PR #2666, opened 2025-03-30
[Icons] use the composer suggest section for optional dependencies

dbu:
| Q             | A
| ------------- | ---
| Bug fix?      | no
| New feature?  | no
| Docs?         | yes
| Issues        | -
| License       | MIT

Make installing user notice that they might want to install the optional dependencies.

### DIFF
--- a/src/Icons/composer.json
+++ b/src/Icons/composer.json
@@ -48,6 +48,10 @@
         "zenstruck/console-test": "^1.5",
         "psr/log": "^2|^3"
     },
+    "suggest": {
+        "symfony/http-client": "To load icons from icon sets",
+        "symfony/ux-twig-component": "To use the <twig:ux:icon> syntax for icons"
+    },
     "config": {
         "sort-packages": true
     },


kbond (approved):
I think in symfony/symfony packages, we don't use suggest but here, if it helps someone, I think it's ok.

Kocal (approved):

dbu:
yeah i wondered and saw symfony/symfony is not using them. imho it would be helpful here, especially the http-client which will probably be needed for a good part of the users.

smnandre:
I'm not sure to remember the reason ... maybe @kbond @weaverryan  or @nicolas-grekas ?

In all manner we won't change this for a single repository, so the question is more "do we want to add composer suggest to UX packages"

We could also add http-client contracts here and throw at runtime if no concrete implementation is available ?

nicolas-grekas:
We don't use that because it's just noise. composer won't display suggestions by default anymore for this reason. Every packages can add stuff there and this is a mess very quickly.

nicolas-grekas:
BTW: https://github.com/composer/composer/pull/12354

dbu:
> composer won't display suggestions by default anymore 

i was not aware of that. then imho lets drop this. i let you close it, in case there is still need for some discussion.

kbond:
Ah ok, I wasn't aware of the reason. TIL

PR #2671, opened 2025-03-30
[Icons] explain svg colors and improve example configuration

dbu:
| Q             | A
| ------------- | ---
| Bug fix?      | no
| New feature?  | no
| Docs?         | yes
| Issues        | -
| License       | MIT

I got mislead by the configuration examples setting the `fill` attribute on the `<svg>` element. All icons i looked have `<path>` elements that reference `currentColor` for either fill or outline. and `currentColor` in the context of CSS is the `color` attribute of the element. thus, to change the color of an icon, we need to set the CSS color. changing the `fill` attribute on the top level `<svg>` has no effect.

I am not 100% sure if this is always true, maybe the section i add needs to be less assertive or explain in which cases it is correct.

### DIFF
--- a/src/Icons/doc/index.rst
+++ b/src/Icons/doc/index.rst
@@ -109,6 +109,13 @@ To keep your design consistent and easily adjustable, consider defining a
 :ref:`default attribute <icons_default_attributes>`. This allows you to control
 the size of all your icons from a single place.
 
+Icon Color
+~~~~~~~~~~
+
+Typically, SVG icons use ``fill="currentColor"`` to inherit the color of the containing element.
+You can set the color in CSS on the container or directly on the SVG element/class.
+
+
 Icon Sets
 ~~~~~~~~~
 


src/Icons/doc/index.rst
```diff
@@ -546,7 +549,7 @@ Full Configuration
 
         # Default attributes to add to all icons
         default_icon_attributes:
-            fill: currentColor
+            style: 'color: white;'
```
smnandre: Let's keep the documentation  as it was here (`fill: currentColor` is a default configuration value of this package)

src/Icons/doc/index.rst
```diff
@@ -324,17 +327,17 @@ added to all icons unless overridden by the second argument of the ``ux_icon`` f
     # config/packages/ux_icons.yaml
     ux_icons:
         default_icon_attributes:
-            fill: currentColor
+            style: "color: white;"
```
smnandre: Let's keep the documentation  as it was here (`fill: currentColor` is the default configuration value of this Icon, and I would not recommand seting a color by name on a global scope)

dbu:
ah, i did not realize its a default configuration. i reverted that change.

although i don't understand what that configuration is done for. all icons i look at use `fill=currentColor` or `outline=currentColor` in the elements underneath the `<svg>` root element, and setting the fill on the root svg element has no effect whatsoever. setting the color does have an effect however. so talking about the fill color seems confusing - it was confusing me when i thought i would be able to change the color of the icon using that, and it did not work.

if the default configuration is to work around weird icons that do not define the fill or outline to be currentColor, we could keep that in the doc about default configuration, but the example for adding global settings could show how to set color and size for example, to do something the user actually could want to do.

smnandre:
It is hard to find a solution that pleases everyone, and works for every icon 🤷 

"Styling icons" is indeed a good idea for a new dedicated section, with examples of hard-coded style, CSS classes, or global css styling.

Would you like to try writing a first version of it ?

dbu:
i think a section on styling icons is the right idea to share the relevant knowledge, even if it is not strictly about the symfony bundle per se.

i can't promise if i find time, its gotten pretty busy for me right now. i will try, but if somebody else wants to do it, don't hesitate :-)

smnandre:
Rebased (then removed my merge commit 😅 ) and ready to merge :)

smnandre:
Thank you David.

Problem to work on: The answer must be every line of the entries that includes the word "suggestions".

Task solution:
We don't use that because it's just noise. composer won't display suggestions by default anymore for this reason. Every packages can add stuff there and this is a mess very quickly.
> composer won't display suggestions by default anymore 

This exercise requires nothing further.